** Dataset follows **
PR #10877, opened 2025-09-10
Extract some functions into base/fs.cpp

ChillerDragon:
This is the start of a bigger move. Moving all `fs_` prefixed functions into their own file.

Cousin pr #10855
Helps with #10093
Replaced #10185

## Checklist

### DIFF
--- a/CMakeLists.txt
+++ b/CMakeLists.txt
@@ -1994,6 +1994,8 @@ set_src(BASE GLOB_RECURSE src/base
   crashdump.cpp
   detect.h
   dynamic.h
+  fs.cpp
+  fs.h
   hash.cpp
   hash.h
   hash_bundled.cpp
--- a/src/base/fs.cpp
+++ b/src/base/fs.cpp
@@ -1,0 +1,75 @@
+#include <base/fs.h>
+#include <base/log.h>
+#include <base/system.h>
+#include <base/types.h>
+
+#include <cerrno>
+#include <cstring>
+
+#if defined(CONF_FAMILY_UNIX)
+#include <sys/stat.h>
+#include <unistd.h>
+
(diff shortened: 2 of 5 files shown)


ChillerDragon:
Hmm the filesystem and other code depends on `windows_format_system_message` not sure where to move that. Maybe to a new windows.h file?

src/base/windows.cpp
Robyt3, line 1: Move all `windows_*` functions in one go. You also need the wide-string conversion functions here.

src/base/windows.cpp
```diff
@@ -0,0 +1,20 @@
+#if defined(CONF_FAMILY_WINDOWS)
+
+#include <base/windows.h>
+#include <optional>
+#include <string>
+#include <winbashe.h>
```
Robyt3: This seems like a typo, you want `<winbase.h>`. Separate platform specific includes into a separate group as well.

src/base/windows.h
```diff
@@ -0,0 +1,17 @@
...
+#if defined(CONF_FAMILY_WINDOWS)
+
+/**
+ * Formats a Windows error code as a human-readable string.
+ *
+ * @param error The Windows error code.
+ *
+ * @return A new std::string representing the error code.
+ */
+std::string windows_format_system_message(unsigned long error);
```
Robyt3: Include for `std::string` missing in this header.

Robyt3 (changes requested):

ChillerDragon:
The windows split was a bad idea imo. One pr should do only one thing. I do fs not windows. Went with a circular include instead. We need that eventually for the split anyways. All the systems depend on each other.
** End of Dataset **
Exercise goal
Each line of the records that holds the word "into" should be copied out.

Answer section
Extract some functions into base/fs.cpp
This is the start of a bigger move. Moving all `fs_` prefixed functions into their own file.
Robyt3: This seems like a typo, you want `<winbase.h>`. Separate platform specific includes into a separate group as well.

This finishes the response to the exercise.